[PROBLEM STATEMENT]:
Please copy each line below that contains the string "core".

[RECORDED INFORMATION]:
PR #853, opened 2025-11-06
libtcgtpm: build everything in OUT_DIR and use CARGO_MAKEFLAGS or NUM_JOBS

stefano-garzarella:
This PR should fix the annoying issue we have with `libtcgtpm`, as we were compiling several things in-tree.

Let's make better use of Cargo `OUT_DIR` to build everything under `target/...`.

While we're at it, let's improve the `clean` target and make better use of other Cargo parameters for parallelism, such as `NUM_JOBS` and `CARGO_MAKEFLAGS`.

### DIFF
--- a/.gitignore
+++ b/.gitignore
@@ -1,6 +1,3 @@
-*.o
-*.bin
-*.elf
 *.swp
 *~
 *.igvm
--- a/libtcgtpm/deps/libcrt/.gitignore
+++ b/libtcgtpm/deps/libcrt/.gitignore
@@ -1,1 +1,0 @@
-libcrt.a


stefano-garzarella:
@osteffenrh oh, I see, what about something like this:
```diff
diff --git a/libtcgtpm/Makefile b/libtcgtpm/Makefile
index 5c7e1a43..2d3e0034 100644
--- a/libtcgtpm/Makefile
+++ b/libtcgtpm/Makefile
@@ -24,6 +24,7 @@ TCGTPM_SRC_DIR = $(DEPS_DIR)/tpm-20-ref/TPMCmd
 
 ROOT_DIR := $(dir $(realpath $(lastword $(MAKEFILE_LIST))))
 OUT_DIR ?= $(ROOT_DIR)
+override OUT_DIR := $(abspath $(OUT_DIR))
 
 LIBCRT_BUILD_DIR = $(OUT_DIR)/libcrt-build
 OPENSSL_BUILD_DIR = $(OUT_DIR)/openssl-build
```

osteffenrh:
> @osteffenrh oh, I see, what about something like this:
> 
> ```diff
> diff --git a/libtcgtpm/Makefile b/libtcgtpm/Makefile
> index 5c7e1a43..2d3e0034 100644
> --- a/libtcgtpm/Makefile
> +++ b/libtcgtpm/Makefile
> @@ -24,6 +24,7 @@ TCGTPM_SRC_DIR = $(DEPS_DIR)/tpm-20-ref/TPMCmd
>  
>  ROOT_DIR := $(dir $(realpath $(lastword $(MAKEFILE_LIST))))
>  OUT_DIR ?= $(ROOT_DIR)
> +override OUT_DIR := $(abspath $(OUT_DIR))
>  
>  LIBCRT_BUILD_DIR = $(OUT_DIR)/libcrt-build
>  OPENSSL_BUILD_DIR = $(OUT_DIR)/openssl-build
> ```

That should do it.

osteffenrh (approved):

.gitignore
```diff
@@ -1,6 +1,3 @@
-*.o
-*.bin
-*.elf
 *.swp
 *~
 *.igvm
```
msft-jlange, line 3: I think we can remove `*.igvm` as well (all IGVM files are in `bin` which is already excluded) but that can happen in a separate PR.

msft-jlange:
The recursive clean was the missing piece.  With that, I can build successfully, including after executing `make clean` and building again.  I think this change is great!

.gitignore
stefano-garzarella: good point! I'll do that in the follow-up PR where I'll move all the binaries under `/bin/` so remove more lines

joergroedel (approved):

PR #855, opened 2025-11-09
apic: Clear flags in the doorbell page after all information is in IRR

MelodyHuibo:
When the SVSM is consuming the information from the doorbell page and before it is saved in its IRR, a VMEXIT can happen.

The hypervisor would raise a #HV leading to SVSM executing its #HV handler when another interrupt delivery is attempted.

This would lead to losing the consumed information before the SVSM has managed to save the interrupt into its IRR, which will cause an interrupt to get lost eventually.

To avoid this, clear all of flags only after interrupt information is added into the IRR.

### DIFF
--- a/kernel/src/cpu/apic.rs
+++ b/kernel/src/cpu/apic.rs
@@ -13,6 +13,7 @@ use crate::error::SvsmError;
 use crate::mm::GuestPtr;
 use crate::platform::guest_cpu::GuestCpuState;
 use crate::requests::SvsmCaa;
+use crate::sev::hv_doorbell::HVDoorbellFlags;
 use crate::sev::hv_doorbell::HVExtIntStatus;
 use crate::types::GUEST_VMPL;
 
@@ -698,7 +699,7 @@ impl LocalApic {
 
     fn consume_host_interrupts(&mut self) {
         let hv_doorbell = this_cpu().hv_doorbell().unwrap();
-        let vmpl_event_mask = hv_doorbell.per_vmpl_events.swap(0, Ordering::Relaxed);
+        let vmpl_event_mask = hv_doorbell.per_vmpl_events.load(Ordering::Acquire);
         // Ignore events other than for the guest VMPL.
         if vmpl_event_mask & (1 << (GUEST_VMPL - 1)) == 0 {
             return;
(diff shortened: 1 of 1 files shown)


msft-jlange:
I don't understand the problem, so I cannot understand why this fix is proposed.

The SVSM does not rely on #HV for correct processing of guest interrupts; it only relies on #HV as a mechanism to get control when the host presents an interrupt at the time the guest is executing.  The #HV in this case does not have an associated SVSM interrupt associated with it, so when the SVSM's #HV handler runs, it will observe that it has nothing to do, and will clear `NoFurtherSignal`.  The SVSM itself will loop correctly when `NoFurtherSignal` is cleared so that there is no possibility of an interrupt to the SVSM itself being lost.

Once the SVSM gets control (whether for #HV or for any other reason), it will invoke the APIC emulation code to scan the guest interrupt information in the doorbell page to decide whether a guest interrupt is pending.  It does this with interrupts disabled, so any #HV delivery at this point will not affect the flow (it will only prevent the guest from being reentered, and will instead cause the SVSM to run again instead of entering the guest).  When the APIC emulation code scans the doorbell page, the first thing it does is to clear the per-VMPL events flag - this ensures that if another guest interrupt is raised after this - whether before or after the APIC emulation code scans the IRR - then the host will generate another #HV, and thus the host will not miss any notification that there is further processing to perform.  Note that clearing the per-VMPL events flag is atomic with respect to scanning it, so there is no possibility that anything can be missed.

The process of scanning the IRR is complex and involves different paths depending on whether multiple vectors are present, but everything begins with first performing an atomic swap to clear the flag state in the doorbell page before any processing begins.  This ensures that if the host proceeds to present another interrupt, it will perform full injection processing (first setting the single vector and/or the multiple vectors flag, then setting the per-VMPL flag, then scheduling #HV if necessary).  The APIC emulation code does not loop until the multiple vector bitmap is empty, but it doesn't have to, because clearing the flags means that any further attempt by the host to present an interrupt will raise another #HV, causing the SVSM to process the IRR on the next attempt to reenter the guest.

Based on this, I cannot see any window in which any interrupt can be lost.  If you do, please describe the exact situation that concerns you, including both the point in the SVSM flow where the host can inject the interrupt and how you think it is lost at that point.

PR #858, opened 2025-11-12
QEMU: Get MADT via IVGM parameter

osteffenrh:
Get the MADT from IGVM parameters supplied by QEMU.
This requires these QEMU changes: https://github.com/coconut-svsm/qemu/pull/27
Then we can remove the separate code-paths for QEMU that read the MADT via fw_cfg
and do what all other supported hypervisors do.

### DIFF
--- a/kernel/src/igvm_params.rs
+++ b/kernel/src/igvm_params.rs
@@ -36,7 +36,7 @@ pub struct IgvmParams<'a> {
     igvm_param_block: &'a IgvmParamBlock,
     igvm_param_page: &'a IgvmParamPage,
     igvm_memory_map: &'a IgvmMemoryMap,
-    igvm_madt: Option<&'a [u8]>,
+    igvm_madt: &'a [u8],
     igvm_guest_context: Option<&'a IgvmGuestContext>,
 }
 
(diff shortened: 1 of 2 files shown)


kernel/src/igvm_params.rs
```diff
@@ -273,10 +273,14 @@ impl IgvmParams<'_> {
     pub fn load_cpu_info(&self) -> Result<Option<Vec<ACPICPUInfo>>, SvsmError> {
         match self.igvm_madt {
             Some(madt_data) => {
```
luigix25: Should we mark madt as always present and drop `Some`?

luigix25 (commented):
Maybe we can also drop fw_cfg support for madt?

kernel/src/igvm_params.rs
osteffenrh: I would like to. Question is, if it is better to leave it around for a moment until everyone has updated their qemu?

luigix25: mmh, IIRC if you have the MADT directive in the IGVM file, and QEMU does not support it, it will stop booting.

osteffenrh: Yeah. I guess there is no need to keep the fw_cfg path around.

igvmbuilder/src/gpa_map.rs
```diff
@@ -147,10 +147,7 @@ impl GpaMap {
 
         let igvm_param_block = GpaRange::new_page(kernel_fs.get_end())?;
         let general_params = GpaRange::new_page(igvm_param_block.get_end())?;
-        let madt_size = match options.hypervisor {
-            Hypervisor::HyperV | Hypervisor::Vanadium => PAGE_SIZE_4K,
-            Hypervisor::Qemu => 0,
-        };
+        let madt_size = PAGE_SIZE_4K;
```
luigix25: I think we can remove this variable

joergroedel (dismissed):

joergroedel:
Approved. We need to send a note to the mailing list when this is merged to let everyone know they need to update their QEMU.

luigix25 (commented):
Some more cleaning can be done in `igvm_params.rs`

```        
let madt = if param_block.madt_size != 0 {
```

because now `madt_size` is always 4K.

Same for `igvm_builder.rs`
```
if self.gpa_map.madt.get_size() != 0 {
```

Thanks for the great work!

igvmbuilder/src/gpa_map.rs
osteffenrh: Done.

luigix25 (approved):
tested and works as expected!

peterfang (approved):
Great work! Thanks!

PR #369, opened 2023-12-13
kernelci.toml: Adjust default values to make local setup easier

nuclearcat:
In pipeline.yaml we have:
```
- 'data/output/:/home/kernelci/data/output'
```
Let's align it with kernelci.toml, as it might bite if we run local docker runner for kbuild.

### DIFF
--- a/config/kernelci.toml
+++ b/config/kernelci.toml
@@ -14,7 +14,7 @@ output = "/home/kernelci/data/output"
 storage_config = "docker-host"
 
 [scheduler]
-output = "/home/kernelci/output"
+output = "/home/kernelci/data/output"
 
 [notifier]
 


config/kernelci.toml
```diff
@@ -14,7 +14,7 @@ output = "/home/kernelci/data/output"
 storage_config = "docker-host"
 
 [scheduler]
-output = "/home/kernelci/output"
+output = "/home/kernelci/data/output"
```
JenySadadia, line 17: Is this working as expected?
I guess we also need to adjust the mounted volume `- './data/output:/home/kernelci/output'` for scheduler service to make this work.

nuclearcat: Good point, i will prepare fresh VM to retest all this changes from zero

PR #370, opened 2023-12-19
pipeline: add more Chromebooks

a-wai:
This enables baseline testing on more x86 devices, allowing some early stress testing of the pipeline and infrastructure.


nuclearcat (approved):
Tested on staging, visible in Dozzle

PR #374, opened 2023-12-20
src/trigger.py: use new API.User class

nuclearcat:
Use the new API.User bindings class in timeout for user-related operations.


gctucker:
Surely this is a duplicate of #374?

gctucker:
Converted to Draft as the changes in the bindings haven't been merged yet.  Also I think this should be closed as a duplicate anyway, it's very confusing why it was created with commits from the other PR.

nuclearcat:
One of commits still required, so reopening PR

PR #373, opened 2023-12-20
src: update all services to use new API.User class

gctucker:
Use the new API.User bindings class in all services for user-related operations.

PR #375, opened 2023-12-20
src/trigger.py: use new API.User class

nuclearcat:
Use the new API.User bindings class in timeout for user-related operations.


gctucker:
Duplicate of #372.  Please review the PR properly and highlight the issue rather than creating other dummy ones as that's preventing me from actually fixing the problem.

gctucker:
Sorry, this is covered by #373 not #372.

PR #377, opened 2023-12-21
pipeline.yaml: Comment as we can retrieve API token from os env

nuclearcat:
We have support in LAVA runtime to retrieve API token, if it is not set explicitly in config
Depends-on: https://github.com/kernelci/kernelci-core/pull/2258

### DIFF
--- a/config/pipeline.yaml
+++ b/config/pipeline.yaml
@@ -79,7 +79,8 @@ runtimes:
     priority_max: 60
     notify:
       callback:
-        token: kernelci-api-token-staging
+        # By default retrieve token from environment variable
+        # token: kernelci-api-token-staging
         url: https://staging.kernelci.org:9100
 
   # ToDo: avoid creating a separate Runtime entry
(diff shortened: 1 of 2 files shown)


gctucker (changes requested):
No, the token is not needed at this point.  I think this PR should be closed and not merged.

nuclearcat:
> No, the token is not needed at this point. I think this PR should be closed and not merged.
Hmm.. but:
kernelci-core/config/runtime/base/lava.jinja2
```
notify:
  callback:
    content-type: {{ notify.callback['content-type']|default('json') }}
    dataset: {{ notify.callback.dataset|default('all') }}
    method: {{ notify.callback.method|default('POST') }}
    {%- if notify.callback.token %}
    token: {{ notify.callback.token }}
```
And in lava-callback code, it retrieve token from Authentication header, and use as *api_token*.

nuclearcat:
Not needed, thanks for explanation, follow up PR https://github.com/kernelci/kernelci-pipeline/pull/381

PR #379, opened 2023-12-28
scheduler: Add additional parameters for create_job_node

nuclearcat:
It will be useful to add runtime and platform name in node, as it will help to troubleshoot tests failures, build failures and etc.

[TASK RESPONSE]:
Depends-on: https://github.com/kernelci/kernelci-core/pull/2258
kernelci-core/config/runtime/base/lava.jinja2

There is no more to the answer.